The last element of this debate is the controversial constitutionality of the decision, further demonstrating that the decision was made with questionable intentions. First, the Justices were aware that General DeWitt’s report was made up of falsified claims about the so-called Japanese threat, demonstrating an almost blind obeisance to outside actors, even when inaccurate (Grossman, 4). Second, there was great dispute over the lack of martial law and individual inquiry and the repercussions of such behavior. One of the most explicit examples where due process was infringed upon was the “spot checks,” where home and business searches were authorized without a warrant. These checks were authorized by United States Attorneys and perfectly exemplify the elimination of individual inquiry as all Japanese properties were now subject to searches without due process. Further the decision in Ex Parte Endo, written by Chief Justice Stone, argued that once an individual proved their loyalty, there were no legal grounds to continue holding them. This case, however, was not applied on a greater scale and was confined strictly to Endo. The confinement of this decision can be largely attributed to the Court’s claims that authorities were unable to “bring about an immediate segregation of the disloyal from the loyal,” and DeWitt’s false claims that a loyalty review would be both impossible and ineffective (Grossman).

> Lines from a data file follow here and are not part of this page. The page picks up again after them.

PR #1897, opened 2020-02-24
Support indicator column

shendiaomo:
IndicatorColumn represents `tf.feature_column.indicator_column`.
ref: https://www.tensorflow.org/api_docs/python/tf/feature_column/indicator_column

### DIFF
--- a/pkg/sql/ir_generator.go
+++ b/pkg/sql/ir_generator.go
@@ -34,6 +34,7 @@ const (
 	seqCategoryID = "SEQ_CATEGORY_ID"
 	categoryHash  = "CATEGORY_HASH"
 	embedding     = "EMBEDDING"
+	indicator     = "INDICATOR"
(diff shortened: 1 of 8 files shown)


pkg/sql/ir_generator.go
```diff
@@ -708,6 +711,59 @@ func parseEmbeddingColumn(el *parser.ExprList) (*ir.EmbeddingColumn, error) {
 		Name:           embColName}, nil
 }
 
+func parseIndicatorColumn(el *parser.ExprList) (*ir.IndicatorColumn, error) {
+	help := "INDICATOR(CATEGORY_ID(...)/CATEGORY_HASH(...)|col_name])"
```
typhoonzero, line 715: change slash `/` to `|`

typhoonzero (approved):

PR #2026, opened 2020-03-18
Refactor tensorflow code

typhoonzero:
Refactor TensorFlow code to make it easy to read:

1. Move the training code for Estimator and Keras to separated Python files.
1. Put log level setting function to a single Python file.
1. Put get Tensorflow version function to a single Python file.
1. Add general `get_dataset_fn` to generate dataset for every training usage.

PR #2034, opened 2020-03-19
Add Python linter

### LINKED ISSUE #2033: Add Python linter and beautifier
So to check Python source code in this repo.

Fixing this issue doesn't check the Python generated by SQLFlow, which is tracked in https://github.com/sql-machine-learning/sqlflow/issues/2032

As a reference:

https://github.com/sql-machine-learning/elasticdl/blob/95c74b28c867dd5986724ad77d7802386624528d/.pre-commit-config.yaml#L1-L23

wangkuiyi:
Fix https://github.com/sql-machine-learning/sqlflow/issues/2033 by ading pylint check to pre-commit.

This change introduce our own bash script scripts/pre-commit/pylint.sh that calls pylint only with changed files. Without this script, we would have to fix too many Python source files to make them pylint-compatible before we can merge this PR.

### DIFF
--- a/scripts/docker/install-python.bash
+++ b/scripts/docker/install-python.bash
@@ -47,7 +47,6 @@ pip install \
     plotille==3.7 \
     seaborn==0.9.0 \
     jsbeautifier \
+    yapf \
     isort \
-    black \
-    seed-isort-config \
-    mypy
+    pylint
--- a/scripts/docker/install-python.bash
+++ b/scripts/docker/install-python.bash
@@ -30,8 +30,6 @@ apt-get install -y build-essential  libssl-dev # for building mysqlclient pip
 # NOTE: shap == 0.30.1 depends on dill but not include dill as it's dependency, need to install manually.
 # NOTE: mysqlclient depends on apt-get install mysqlclient in install-mysql.bash.
 pip install \
-    yapf==0.29.0 \
-    isort==4.3.21 \
     numpy==1.16.2 \
     tensorflow==2.0.1 \
     mysqlclient==1.4.4 \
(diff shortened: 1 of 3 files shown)


tonyyang-svail:
@wangkuiyi, the linter check fails on some Python files, mostly code formatting and comment requirements. Since there is an ongoing code refactor by @typhoonzero at https://github.com/sql-machine-learning/sqlflow/pull/2026, how about we waiting for the merge of https://github.com/sql-machine-learning/sqlflow/pull/2026 then I will help to make sure all Python code satisfies the linter?

wangkuiyi:
@tonyyang-svail Without the linter, I am afraid that refactorization work would introduce new incompatibilities. Let us find a way to decompose the work of adding lintering into smaller pieces.

tonyyang-svail:
> Let us find a way to decompose the work of adding lintering into smaller pieces.

Sure.

tonyyang-svail (dismissed):

wangkuiyi:
@tonyyang-svail I reduced this change to add only pylint pre-commit hook, and only check changed files.

Since we already have yapf and isort, I don't think black and flake are must-to-have.

pylint doesn't accept `from some_pacakge import *`. So, if we change some Python file in the future, we will need to fix such imperfections.

scripts/docker/install-python.bash
```diff
@@ -48,4 +46,7 @@ pip install \
     oss2==2.9.0 \
     plotille==3.7 \
     seaborn==0.9.0 \
-    jsbeautifier
+    jsbeautifier \
+    yapf \
+    isort \
```
tonyyang-svail, line 51: Do we need to follow the version number of the original code?

tonyyang-svail (approved):

scripts/docker/install-python.bash
wangkuiyi: I had the same question. I feel that we can try sticking with the most recent version and see if their upgrading would make incompatible reformat suggestions.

Given this, it is difficult to imagine that the decision made by the court was derived with legal precedent but, rather, external forces.

 

In conclusion, the Court was deeply concerned about its ability to remain relevant and maintain legitimacy. In order to combat this concern, a majority of justices felt as though they had to work with government. That can explain why the Court was so quick to acquiesce to the will of the government, the military and public opinion, proving Lemieux and Lovell’s point that the Court’s power is not based solely in judicial review. Instead, the Court’s power lies handily in the constraints of public opinion, governmental actors and internal debate. Therefore, it can be argued that the Court was not powerful in its decision of Korematsu but, rather, decided the case in order to preserve its power.